Which lines of the entries below include "shortened"? List them all.
"""
PR #4000, opened 2023-03-30
Remove IssuesFilter

### LINKED ISSUE #3944: Consider dropping issue filtering from the issue consumer

rita-gorokhod:
Fixes #3944

### DIFF
--- a/src/Integration.Vsix/Analysis/IssueConsumerFactory_IssueHandler.cs
+++ b/src/Integration.Vsix/Analysis/IssueConsumerFactory_IssueHandler.cs
@@ -20,12 +20,9 @@
 
 using System;
 using System.Collections.Generic;
-using System.Diagnostics;
 using System.Linq;
 using Microsoft.VisualStudio.Text;
 using SonarLint.VisualStudio.ConnectedMode.Suppressions;
-using SonarLint.VisualStudio.Core.Analysis;
-using SonarLint.VisualStudio.Core.Suppressions;
 using SonarLint.VisualStudio.IssueVisualization.Models;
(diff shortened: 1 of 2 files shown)


src/Integration.Vsix/Analysis/IssueConsumerFactory_IssueHandler.cs
```diff
@@ -89,7 +89,10 @@ private void MarkSuppressedIssues(IEnumerable<IAnalysisIssueVisualization> issue
             {
                 var filterableIssues = issues.OfType<IFilterableIssue>().ToArray();
 
-                var matches = issuesFilter.GetMatches(filterableIssues);
+                var matches = filterableIssues
```
duncanp-sonar, line 92: Can't we just do the check inside the `foreach` in line 98+ and get rid of the `matches` list?

i.e. `issue.IsSuppressed = suppressedIssueMatcher.SuppressionExists(issue)`

duncanp-sonar (commented):
Looks good. I'm not sure we still need the intermediate `matches` lists, though.

src/Integration.Vsix/Analysis/IssueConsumerFactory_IssueHandler.cs
rita-sonarsource: Oops, yeah that is simpler :D

PR #4002, opened 2023-03-30
Handle dispose exception when closing VS

rita-sonarsource:
Fixes https://github.com/SonarSource/sonarlint-visualstudio/issues/3946


src/ConnectedMode/ServerSentEvents/Issue/IssueServerEventsListener.cs
```diff
@@ -103,10 +103,18 @@ public async Task ListenAsync()
             }
         }
 
+        private bool disposed;
+
         public void Dispose()
         {
+            if (disposed)
```
rita-sonarsource, line 110: It's called once by us, when disposing the ConnectedMode package, and a second time when VS decides to dispose MEF components.
I think we don't actually need to call dispose on stuff that are MEF components, since VS seems to call it for us, but I left it for now.

duncanp-sonar (approved):

Issue #3093, opened 2022-06-28
Apply server settings in connected mode for roslyn languages


rita-sonarsource:
### Description

#1335 added support inclusions/exclusions for non-roslyn languages (JS/TS/C/C++). 
This ticket is for adding the same functionality for roslyn languages.

Related: [MMF-1230](https://jira.sonarsource.com/browse/MMF-1230)

PR #4014, opened 2023-03-31
Write server inclusions/exclusions to SonarLint.xml

rita-sonarsource:
Fixes [#3093](https://github.com/SonarSource/sonarlint-visualstudio/issues/3093)

### DIFF
--- a/src/Integration.UnitTests/Exclusions/AnalyzableFileIndicatorTests.cs
+++ b/src/Integration.UnitTests/Exclusions/AnalyzableFileIndicatorTests.cs
@@ -65,8 +65,8 @@ namespace SonarLint.VisualStudio.Integration.UnitTests.Exclusions
             bool globalExclusionsApply,
             bool expectedResult)
         {
-            var projectExclusions = new[] { "exclusion1", "exclusion2" };
-            var globalExclusions = new[] { "exclusion3", "exclusion4" };
+            var projectExclusions = new[] { "**/exclusion1", "**/exclusion2" };
+            var globalExclusions = new[] { "**/exclusion3", "**/exclusion4" };
             var exclusionConfig = CreateServerExclusions(
                 inclusions: null,
                 exclusions: projectExclusions,
@@ -90,7 +90,7 @@ namespace SonarLint.VisualStudio.Integration.UnitTests.Exclusions
         [DataRow(false, false)]
         public void ShouldAnalyze_HasInclusions_NoExclusions_ReturnsIfIncluded(bool inclusionsApply, bool expectedResult)
         {
-            var inclusions = new[] { "inclusion1", "inclusion2" };
+            var inclusions = new[] { "**/inclusion1", "**/inclusion2" };
             var exclusionConfig = CreateServerExclusions(
                 inclusions: inclusions, 
                 exclusions: null,
@@ -119,9 +119,9 @@ namespace SonarLint.VisualStudio.Integration.UnitTests.Exclusions
             bool globalExclusionsApply,
             bool expectedResult)
         {
-            var inclusions = new[] { "inclusion1", "inclusion2" };
-            var projectExclusions = new[] { "exclusion1", "exclusion2" };
-            var globalExclusions = new[] { "exclusion3", "exclusion4" };
+            var inclusions = new[] { "**/inclusion1", "**/inclusion2" };
+            var projectExclusions = new[] { "**/exclusion1", "**/exclusion2" };
+            var globalExclusions = new[] { "**/exclusion3", "**/exclusion4" };
             var exclusionConfig = CreateServerExclusions(
                 inclusions: inclusions,
                 exclusions: projectExclusions,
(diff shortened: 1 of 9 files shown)


src/Integration/Binding/CSharpVBBindingConfigProvider.cs
```diff
@@ -109,13 +109,23 @@ private async Task<IBindingConfig> DoGetConfigurationAsync(SonarQubeQualityProfi
...
+            var exclusions = await FetchInclusionsExclusionsAsync(bindingConfiguration.Project.ProjectKey, cancellationToken);
 
             var ruleset = GetRulesetFile(qualityProfile, language, bindingConfiguration, activeRules, inactiveRules, sonarProperties);
-            var additionalFile = GetAdditionalFile(language, bindingConfiguration, activeRules, sonarProperties);
+            var additionalFile = GetAdditionalFile(language, bindingConfiguration, activeRules, sonarProperties, exclusions);
 
             return new CSharpVBBindingConfig(ruleset, additionalFile);
         }
 
+        private async Task<ServerExclusions> FetchInclusionsExclusionsAsync(string projectKey,
```
rita-sonarsource, line 120: We do this exact call in BindingProcessImpl, to generate sonar.settings.json.
I think since they're different format and files, it's simpler to just re-fetch it.

src/SonarQube.Client.Tests/Models/ServerExclusionsTests.cs
```diff
@@ -112,5 +114,120 @@ public void Equals_SameReference_True()
...
+                globalExclusions: new[] { "path1", "**\\path2", "**/path3", "**path4", "*/*" },
+                inclusions: Array.Empty<string>());
+
+            testSubject.Exclusions.Should().BeEmpty();
+            testSubject.GlobalExclusions.Should().BeEquivalentTo(
+                "**\\path1",
+                "**\\path2",
+                "**/path3",
+                "**\\**path4",
+                "**\\*/*");
```
rita-sonarsource, line 150: I asked Caba about this, and they do it per char at a time, so it doesn't matter if some are forward and some are back.
https://github.com/SonarSource/sonar-dotnet/blob/a994db89dfb6136f75865ebc66306a19e5f23e76/analyzers/src/SonarAnalyzer.Common/Helpers/WildcardPatternMatcher.cs#L87

src/Integration.UnitTests/Exclusions/AnalyzableFileIndicatorTests.cs
```diff
@@ -65,8 +65,8 @@ public void ShouldAnalyze_NoExclusionSettings_True()
             bool globalExclusionsApply,
             bool expectedResult)
         {
-            var projectExclusions = new[] { "exclusion1", "exclusion2" };
-            var globalExclusions = new[] { "exclusion3", "exclusion4" };
+            var projectExclusions = new[] { "**/exclusion1", "**/exclusion2" };
```
rita-sonarsource, line 68: I really should've created IServerExclusions and mocked it, but I didn't think about it until later...

src/SonarQube.Client/Models/ServerExclusions.cs
```diff
@@ -32,15 +35,21 @@ public ServerExclusions()
...
+            Exclusions = AddPathPrefixIfNeeded(exclusions) ?? EmptyValues;
+            GlobalExclusions = AddPathPrefixIfNeeded(globalExclusions) ?? EmptyValues;
+            Inclusions = AddPathPrefixIfNeeded(inclusions) ?? EmptyValues;
         }
 
+        /// <summary>
+        /// Similarly to the other SL flavors, we will prefix everything with "**/" it's not already prefixed.
+        /// </summary>
+        private static string[] AddPathPrefixIfNeeded(IEnumerable<string> paths) =>
+            paths?.Select(path => path.StartsWith("**/") || path.StartsWith("**\\") ? path : Path.Combine("**", path)).ToArray();
```
duncanp-sonar, line 51: I think we should prefix with `**/` rather than `**\` - it will create less confusion for users if we stick to the syntax specified in the documentation.

src/SonarQube.Client.Tests/Models/ServerExclusionsTests.cs
duncanp-sonar: Thinking about it again, it seems a bit weird that they support syntax that isn't supported by SonarQube/SonarCloud. I think we should stick to adding only documented syntax.

src/Integration/Binding/CSharpVBBindingConfigProvider.cs
duncanp-sonar: We've actually already fetch all of the properties for the project in line 101:
```
var sonarProperties = await FetchPropertiesAsync(bindingConfiguration.Project.ProjectKey, cancellationToken);
```

... which include the `sonar.exclusions` etc. It's something we could perhaps simplify in the future.

duncanp-sonar (approved):

PR #4017, opened 2023-04-03
Fix Roslyn suppression path compression bug

### LINKED ISSUE #3997: Diagnostic suppressor incorrectly matches relative server paths to local absolute paths
### Description

The file-matching logic isn't completely correctly. It's supposed to tail-match the relative server path to the local absolute path

e.g. given a server path of  `aaa\foo.txt`, it should match all of the following:
* `c:\aaa\foo.txt`
* `c:\bbb\aaa\foo.txt`
* `c:\ccc\bbb\aaa\foo.txt`
* `d:\aaa\foo.txt`

However, it should not match e.g. `c:\XXXaaa\foo.txt`, but it does.

Related: the equivalent code for matching non-Roslyn issues should behave the same. See #3991.

duncanp-sonar:
Fixes #3997

### DIFF
--- a/src/Roslyn.Suppressions/Roslyn.Suppressions.UnitTests/SuppressionCheckerTests.cs
+++ b/src/Roslyn.Suppressions/Roslyn.Suppressions.UnitTests/SuppressionCheckerTests.cs
@@ -20,10 +20,12 @@
 
 using System;
 using System.Collections.Generic;
+using System.IO;
 using FluentAssertions;
 using Microsoft.CodeAnalysis;
 using Microsoft.CodeAnalysis.Text;
 using Microsoft.VisualStudio.TestTools.UnitTesting;
+using Microsoft.VisualStudio.Text.Editor.Commanding.Commands;
 using Moq;
 using SonarLint.VisualStudio.Roslyn.Suppressions.Settings.Cache;
 using SonarQube.Client;
@@ -104,7 +106,7 @@ namespace SonarLint.VisualStudio.Roslyn.Suppressions.UnitTests
 
             var suppressedIssues = new SuppressedIssue[]
             {
-                CreateIssue("S111", "c:\\wrongFile1.txt")
+                CreateIssue("S111", "wrongFile1.txt")
             };
 
             var cache = CreateSettingsCache("settingsKey", suppressedIssues);
@@ -150,7 +152,7 @@ namespace SonarLint.VisualStudio.Roslyn.Suppressions.UnitTests
             // Sanity check the diagnostic location is on the expected line
             diag.Location.GetLineSpan().StartLinePosition.Line.Should().Be(0, "Test setup error");
 
-            var issue = CreateIssue("S999", "c:\\issueFile.cs", 1, "hash");
+            var issue = CreateIssue("S999", "issueFile.cs", 1, "hash");
 
             SuppressionChecker.IsMatch(diag, issue, checksumCalculator.Object)
                 .Should().BeFalse();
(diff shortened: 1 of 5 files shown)


src/Roslyn.Suppressions/Roslyn.Suppressions.UnitTests/SuppressionCheckerTests.cs
```diff
@@ -104,7 +106,7 @@ public void IsSuppressed_HasIssues_NoMatches_ReturnsFalse()
 
             var suppressedIssues = new SuppressedIssue[]
             {
-                CreateIssue("S111", "c:\\wrongFile1.txt")
+                CreateIssue("S111", "wrongFile1.txt")
```
duncanp-sonar, line 109: The product code change is simple. However, the existing tests needed a bit more fixing up because the product code is now stricter and contains multiple assertions about the input values i.e. the local path should be absolute and the server issue path should be relative.

The main required change was to update the server paths set in the tests to be relative.

src/Roslyn.Suppressions/Roslyn.Suppressions.UnitTests/SuppressionCheckerTests.cs
```diff
@@ -181,6 +183,7 @@ public void IsMatch_RuleIdsAreDifferent_ReturnsFalse()
         // Constants used in for the diagnostic to match against in IsMatch_ReturnsExpectedValue
         // They are defined as constants here so we can use them in the [DataRow]s for the test.
         private const string DiagFileName = "c:\\diag.txt";
+        private const string MatchingServerFileName = "diag.txt";
```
"""
Solution to this task
(diff shortened: 1 of 2 files shown)
(diff shortened: 1 of 9 files shown)
(diff shortened: 1 of 5 files shown)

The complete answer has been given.